DIP/python/dip-clustering-service/README.md

205 lines
4.4 KiB
Markdown

# DIP Clustering Service
Remote Python clustering backend for the DIP Spring clustering module.
## Main execution mode
The preferred execution mode is now:
- Spring keeps run metadata, selection snapshot, and lifecycle.
- Spring sends only a compact request containing `runId`.
- Python loads the run metadata and selected embeddings directly from Postgres.

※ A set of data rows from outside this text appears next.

Issue #289, opened 2023-06-20
Don't list future episodes on public pages


gammaw:
See for example: ![image](https://github.com/lahmacunradio/frontend/assets/28865986/924470e8-4ce0-42d9-819d-0f39e19d8e9b)

Related: https://github.com/lahmacunradio/frontend/issues/288

Issue #288, opened 2023-06-11
Use dedicated arcsi API to query non-archived items


gammaw:

tuz666:
Zero step is merged on Arcsi side, '/show/<show_slug>/page' now has now two filtering options ('archived' and 'latest')
As a [workaround](https://github.com/lahmacunradio/arcsi/blob/master/arcsi/api/show.py#L398) for the current usage 'archived' is always true for requests coming from the frontend.
Frontend change should be merged which adds the 'archived' filter for the current plain API call.
After that we can remove the temporary workaround in the Arcsi code and we can change the 'show/<id>' API to the unfiltered '/show/<show_slug>/page' request.
FYI @gammaw

gammaw:
- [ ] Frontend update (all except show/item pages): https://github.com/lahmacunradio/frontend/tree/dev/%23289-dont-list-future-eps
- [ ] Frontend deploy (of above branch) after suitable review (https://github.com/lahmacunradio/frontend/pull/291)
- [ ] Arcsi adjustment: https://github.com/lahmacunradio/arcsi/pull/175 & deploy
- [ ] Frontend update (show/item pages) here https://github.com/lahmacunradio/frontend/tree/dev/%23289-dont-list-future-eps (same branch as above) & review here https://github.com/lahmacunradio/arcsi/pull/175 & merge/deploy

FYI @tuz666

PR #291, opened 2023-06-21
Dev/#289 don't list future eps

gammaw:
This is primarily a bug fix change and also an arcsi API usage consolidation one (thanks @tuz666 & @pvj for the great work on the new arcsi API version!). As it's bug fix, please review asap. 

Related issues:
- #288 
- #289 

Tests/validation done: 
- Deployed locally; 
- Local regression tests (quick & best effort): custom schedule, live show, relayed show, regular schedule; 
- Deployed on dev (for your quick validation);

### DIFF
--- a/app/components/RadioPlayer.vue
+++ b/app/components/RadioPlayer.vue
@@ -566,31 +566,15 @@ export default {
       this.streamModal = false
     },
     getLatestEpisodeFromArcsi() {
-    // TODO: use dedicated frontend API instead of one meant for arcsi UI (rationale: we need the unarchived episodes too for relay logic and there was no such frontend arcsi API available)  
-    // TODO: see also related workaround in getLatestEpisode ()
-    this.$axios.get(arcsiBaseURL + '/show/' + this.show.id, config)
+    this.$axios.get(arcsiBaseURL + '/show/' + this.slugify(this.show.name) + '/page?filter=latest', config)
       .then((res) => {
-        this.latestEpisodeData = this.getLatestEpisode(res.data)
+        this.latestEpisodeData = res.data.items //note that it's a sinlge item with filter latest, plural in var name is misleading
       })
       .catch((error) => {
         console.log(error)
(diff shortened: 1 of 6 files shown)


app/components/RadioPlayer.vue
```diff
@@ -566,31 +566,15 @@ export default {
       this.streamModal = false
     },
     getLatestEpisodeFromArcsi() {
-    // TODO: use dedicated frontend API instead of one meant for arcsi UI (rationale: we need the unarchived episodes too for relay logic and there was no such frontend arcsi API available)  
-    // TODO: see also related workaround in getLatestEpisode ()
-    this.$axios.get(arcsiBaseURL + '/show/' + this.show.id, config)
+    this.$axios.get(arcsiBaseURL + '/show/' + this.slugify(this.show.name) + '/page?filter=latest', config)
```
tuz666, line 569: Here we want to return the latest `item` for all the episodes of the `show` (including not yet aired episodes), right?
Just because there is a workaround in the Arcsi right now which adds the `archived` flag as "true" for all the requests coming from the frontend (checks if the origin URL contains `https://www.lahmacun.hu`)

tuz666 (commented):
Thanks for the quick PR @gammaw !
Most of the stuff looks good for me, I have only one concern at the `RadioPlayer.vue` component.
I think we should do that change in a next PR, because the future episodes won't be returned with the current Arcsi workaround.
What do you think about this?

app/components/RadioPlayer.vue
gammaw: Ok, reverted my original commit on this file. @tuz666 please check.

tuz666 (dismissed):
Nice move with that revert, from my side it looks good now :)

gammaw:
@tuz666 I reverted the revert as set out in https://github.com/lahmacunradio/frontend/issues/288. Please review (only changes in RadioPlayer.vue).

tuz666 (approved):
Thanks for the "fix"! Looks good for me :)

Issue #292, opened 2023-06-21
Migrate from UA to GA4


gammaw:

gammaw:
See PR https://github.com/lahmacunradio/frontend/pull/293 for details on how analytics is done on GA4 side.

PR #293, opened 2023-06-27
Dev/#292 migrate from ua to ga4

gammaw:
**Rationale**: in 4 days, Universal Analytics (UA) will stop to deliver data. Our show and episode titles are currently sent via UA custom events. As a result, starting in 4 days, we won't have this information. 

**This PR**: changes the measurement ID from UA to GA4 (as configured in the Google Analytics admin page) and sends GA4-compatible custom events. These custom events are different from our prev. UA ones: 
- Instead of using the built-in `event category` and `event action` parameters, we now introduced custom `show_title` and `episode_title` parameters (note that we don't use Google Tag Manager).  
- These new parameters are handled (in suitable queries, specifically, "explorations" and "custom dimensions") in the Google Analytics admin. 

**Disclaimer and tests**:
-  Measurement ID could be taken from local file but as it needs to be in the page's code (as a parameter to the Google JS file), it's not a secret, and this is how we did it so far too. 
- Custom events have been tested on dev, and we can reproduce all stats that we've had so far. 

**Related issues**:
- https://github.com/lahmacunradio/frontend/issues/292

Please review asap (see above timeline).

### DIFF
--- a/app/app.html
+++ b/app/app.html
@@ -3,7 +3,7 @@
   <head {{ HEAD_ATTRS }}>
     {{ HEAD }}
     <!-- Global site tag (gtag.js) - Google Analytics -->
-    <script async src="https://www.googletagmanager.com/gtag/js?id=UA-149605744-1"></script>
+    <script async src="https://www.googletagmanager.com/gtag/js?id=G-333552546"></script>
     <script>
       window.dataLayer = window.dataLayer || [];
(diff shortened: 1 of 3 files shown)


tuz666 (approved):
Thanks for the quick fix and the validation. Looks good to me :)

Issue #294, opened 2023-08-10
Show tags


gammaw:

tuz666:
We discussed with @baxgas and @gammaw that first we have to update the Swagger APIs to return the tag's `clean_name` fields everywhere where it is needed.
After this the frontend will be able to use this field for the `/tags/<clean_name>` query.

gammaw:
Arcsi side update: https://github.com/lahmacunradio/arcsi/pull/179

Update is not yet deployed. 

FYI @tuz666 @baxgas

gammaw:
@baxgas some final (hopefully smaller) change requests: 

- Route of tag pages: lahmacun.hu/tag/[tag_name]
- Title (header) of tag pages: TAGGED BY [TAG_NAME]
- On a tag page: list all tags of every show and episode (und the ep/show's "card")

gammaw:
@baxgas two more last last minute change request but tell us if it's too much for this project. Hopefully smaller changes: 

- Separate tags for shows and episodes on tag cloud page. 
- On Home: limit tags for episodes for max 5 tags.

gammaw:
The corresponding dev branch: https://github.com/lahmacunradio/frontend/issues/294

PR #298, opened 2023-09-06
#294 show tags

baxgas:


app/pages/shows/index.vue
gammaw, line 1: I thought that we add tags for the shows here too. But it's ok not to, cause one might think that we also search in tags (which I don't think we do in the current version). FYI @tuz666

gammaw (approved):
Thanks & approval! ;)

Issue #296, opened 2023-08-28
Maiden show renders error on schedule page


gammaw:
**Bug**: no episode data available for maiden show (see pic)

**Fix(es)**: 

- Robust using of API on frontend side and/or
- Adjustment on arcsi side so that meaningful info is returned if there is no data

FYI @tuz666 

![image](https://github.com/lahmacunradio/frontend/assets/28865986/f87a1a00-9fc6-43d3-b752-e8375579b705)

gammaw:
This is how the render looks like after above quick fix: 

![image](https://github.com/lahmacunradio/frontend/assets/28865986/5f1cbf98-d456-4b03-b140-eb19252286be)

PR #299, opened 2023-09-13
Bug fix: quick frontend side fix for schedule corner case w/ no episode

gammaw:
This is a frontend side quick fix so that error is not generated when the API calls fails. Note that the render is OK (robust) as the episode data is simply not shown.  #296


tuz666 (approved):
It was tested previously and was deployed on the prod, looks good from my side!

Issue #300, opened 2023-09-17
Sentry error (getPropagationContext is not a function)


gammaw:
Error shown with https://github.com/lahmacunradio/frontend/commit/095df60a812a28be701fc494ff5db418599a3818

More details: ![image](https://github.com/lahmacunradio/frontend/assets/28865986/4418a67a-a51b-40b2-8d50-2e35ea493e23)

gammaw:
Hint: https://github.com/getsentry/sentry-javascript/issues/8538

Thanks @tuz666

PR #301, opened 2023-09-21
Bug fix: Sentry

tuz666:
During the latest Tag related change we had to update Node.
Most probably this Node version bump caused a compatibility issue with the previously working and well configured Sentry lib.
The failure was recorded in #300 and it was resolved temporarily by the manual removal of Sentry.
This change contains a Sentry lib update and the removal of some unnecessary lines from its config.
The changes were tested on the dev server and after that I also verified it on the prod.


app/nuxt.config.js
```diff
@@ -72,11 +72,6 @@ export default {
   },
   sentry: {
     dsn: process.env.SENTRY_DSN,
-    publish_release: true,
```
gammaw, line 75: Do we need this removal for the fix to work? Any idea what these lines exactly do?

app/package.json
```diff
@@ -15,8 +15,8 @@
     "@babel/core": "^7.0.0-0",
     "@babel/plugin-proposal-optional-chaining": "^7.14.5",
     "@nuxtjs/axios": "^5.13.6",
-    "@nuxtjs/sentry": "^5.1.5",
-    "@sentry/tracing": "^7.62.0",
```
gammaw, line 19: Any idea what this is and why it needs to be removed?

app/package.json
```diff
@@ -15,8 +15,8 @@
...
+    "@nuxtjs/sentry": "^7.5.0",
+    "@sentry/webpack-plugin": "^1.20.1",
```
gammaw, line 19: Why is this needed?

gammaw (commented):
Thanks @tuz666! Allow me some questions before we move on.

app/package.json
tuz666: @sentry/tracing is deprecated and no longer needed from @nuxtjs/sentry v7.1.12
https://github.com/nuxt-community/sentry-module/releases/tag/v7.1.12

app/nuxt.config.js
tuz666: This configuration would be used to monitor different releases, but it was wrongly configured (publishRelease instead of publish_release), during my investigation I tried to set this up properly but unfortunately I couldn't make it work.

app/package.json
tuz666: The @nuxtjs/sentry version bump solved our issue.
@sentry/webpack-plugin package could be used for the publishRelease function if we want to implement it in the future.
https://sentry.nuxtjs.org/guide/releases

gammaw (approved):
Thanks @tuz666 for the detailed answers!

PR #307, opened 2024-01-07
Dev/#306 env load

baxgas:


baxgas:
@gammaw we need to install this dotenv package because the .env variable is loaded on top level because it is inserted in the auth of the APi fetch

gammaw (approved):
Let's do it, sorry for the delay.

PR #308, opened 2024-01-27
Dev/#305 stripe donations

baxgas:


app/pages/donation-stripe.vue
```diff
@@ -0,0 +1,132 @@
...
+        <div class="mb-4">
+          <h2>{{ donationContent.title.rendered }}</h2>
+        </div>
+        <div class="grid md:grid-cols-2 md:gap-8 gap-4">
+          <div>
+            <div v-sanitize="[sanitizeOptions, donationContent.content.rendered]" />
+          </div>
+
+          <div>
+            <form action="https://cms.lahmacun.hu/wp-json/stripe/return_checkout_session_listener" method="GET">
```
gammaw, line 19: This should not be hard-wired cause we cannot test it.

app/constants/index.js
```diff
@@ -51,3 +46,14 @@ export const mediaURL = contentApiURL + '/media'
...
 export const customScheduleURL = contentApiURL + '/pages/3679'
+
+export const donateURL = contentApiURL + '/pages/2'
+export const membershipURL = contentApiURL + '/pages/1425'
+
+export const membershipStripeURL = contentApiURL + '/pages/4980'
+export const membershipStripeCancelURL = contentApiURL + '/pages/4992'
+export const membershipStripeThanksURL = contentApiURL + '/pages/4994'
+
+export const donateStripeURL = contentApiURL + '/pages/5088'
```
gammaw, line 57: Can we refer to these pages via the page **title** in the URL? Like this it's hardly testable (we cannot guarantee that we have the same page number on the dev server).

gammaw (changes requested):
See inline comments.

app/constants/index.js
gammaw: Never mind! Page ID-s are editable in WP!

app/pages/donation-stripe.vue
```diff
@@ -0,0 +1,132 @@
...
+              <div>
+                <p class="mb-2">
+                  <strong>
+                    You can choose from the following options:
+                  </strong>
+                </p>
+                <div class="my-2">
+                  <input type="radio" id="option1" name="is_recurring" value="no" checked />
```
gammaw, line 27: Could we style it a bit more Lahma-like? The blue seems to me mismatchy

gammaw (commented):
Left another comment on the radio button styling

gammaw:
In addition, please: 

- In https://github.com/lahmacunradio/frontend/blob/dev/%23305-stripe-donations/app/.env.template only keep `SENTRY_DSN`, `SUBSCRIPTION_CANCEL_URL`, `DONATION_STRIPE_FORM_URL`, `MEMBERSHIP_STRIPE_FORM_URL` and make sure that the others are not used in code. 
- Change the radio button style to more modern style (in synch with fancy new membership drop-down list).

app/pages/donation-stripe.vue
baxgas: OK, good idea!

app/pages/membership-stripe.vue
```diff
@@ -106,13 +104,14 @@ export default {
...
           !(show.archive_lahmastore_base_url === 'off-air' || !show.active)
-        )).sort((a, b) => a.name.localeCompare(b.name))
+        )).sort((a, b) => a.name.localeCompare(b.name)).map(show => show.name)
       }
       return null
     },
   },
   methods: {
     selectShow(showname) {
+      console.log(showname, 'selcted show')
```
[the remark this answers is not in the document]
baxgas: thanks, I removed the console.log

app/pages/membership-stripe.vue
```diff
@@ -16,27 +16,25 @@
...
+            <form :action="$config.membershipStripeFormUrl" method="GET">
+              <div class="selector">
+
+                <v-app>
+                  <v-container>
+                    <v-select label="Select your show" name="show_name" v-model="show_name"
+                      :items="arcsiShowsList"></v-select>
+                  </v-container>
+                </v-app>
+                <input type="hidden" name="show_name">
```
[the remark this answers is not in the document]
baxgas: yes, is the url correct? because the selector works fine. I added a fix also for the value now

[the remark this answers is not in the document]
tuz666: Yes, now I realized, that there was also an issue with the Stripe secret key and the configured URL on the CMS/"backend" side.
I resolved that misconfiguration and it works now, but this duplicated `show_name` parameter still looks a bit odd for me, even both of them has the same value.
I tested it manually on the dev environment and if you remove [this line](https://github.com/lahmacunradio/frontend/pull/308/files#) it will work fine.

tuz666 (changes requested):
Except those two comments of mine, I have one more, shouldn't we use `donation` as prefix everywhere (pages, variables, constants) instead of the various `donate` and `donate` prefixes?
I think it would improve the readability.

app/pages/donation-stripe.vue
```diff
@@ -0,0 +1,132 @@
...
+  @apply block p-2 my-2 border w-full text-gray-500 z-10 relative;
+}
+
+.show-select:focus {
+  @apply outline-none;
+}
+
+.show-select.showSelected {
+  @apply text-black;
+}
```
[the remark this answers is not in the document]
baxgas: Thank you for finding it, it was a legacy code, I removed it now

app/pages/membership-stripe.vue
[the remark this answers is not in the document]
baxgas: Oh, OK, I thought the v-model was only making the local state and not the form params, thanks, fixed it now

app/pages/donate.vue
```diff
@@ -1,27 +1,65 @@
...
+
         </div>
-      </article>
+      </div>
     </div>
   </div>
 </template>
 
 <script>
-import { donateURL } from '~/constants'
```
tuz666, line 19: can we remove this `donateURL` from the `'~/constants'`?
or is it used anywhere else?

app/pages/membership.vue
```diff
@@ -5,22 +5,52 @@
...
+          </div>
+
+        </div>
+      </div>
     </div>
   </div>
 </template>
 
 <script>
-import { membershipURL } from '~/constants'
```
tuz666, line 19: same for `membershipURL`?

tuz666 (changes requested):

tuz666 (approved):
It looks good and everything was tested on the dev server.

gammaw (approved):
Thanks for the good work @baxgas @tuz666 !

PR #309, opened 2024-02-21
fix(*): fix positioning

baxgas:


gammaw (approved):
Like we discussed, it's a quick fix but we'll need to get rid of Vuetify.

PR #8845, opened 2025-01-28
Fix formatting in Python SDK LineStrip2D/3D

goktug97:
Error message in Python SDK LineStrip2D/3D is missing f-string


teh-cmc:
Thanks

- Python returns compact assignments keyed by `embeddingId`.
This avoids sending the full embedding matrix through HTTP.
## Implemented algorithms
- `KMEANS`
- `MINI_BATCH_KMEANS`
- `DBSCAN`
- `HDBSCAN`
- `AGGLOMERATIVE`
## Implemented reductions
- `NONE`
- `PCA`
- `UMAP`
## API
### `GET /health`
Returns service status and supported algorithms/reduction methods.
### `POST /cluster-run`
Preferred endpoint. Accepts only the cluster run id.
Example request body:
```json
{
"runId": "6c3bc3a3-24b0-47a5-9e35-92dd4b7275f8"
}
```
This service supports two remote execution modes at the same time:
- `POST /cluster`
- Spring uploads embeddings in the request body.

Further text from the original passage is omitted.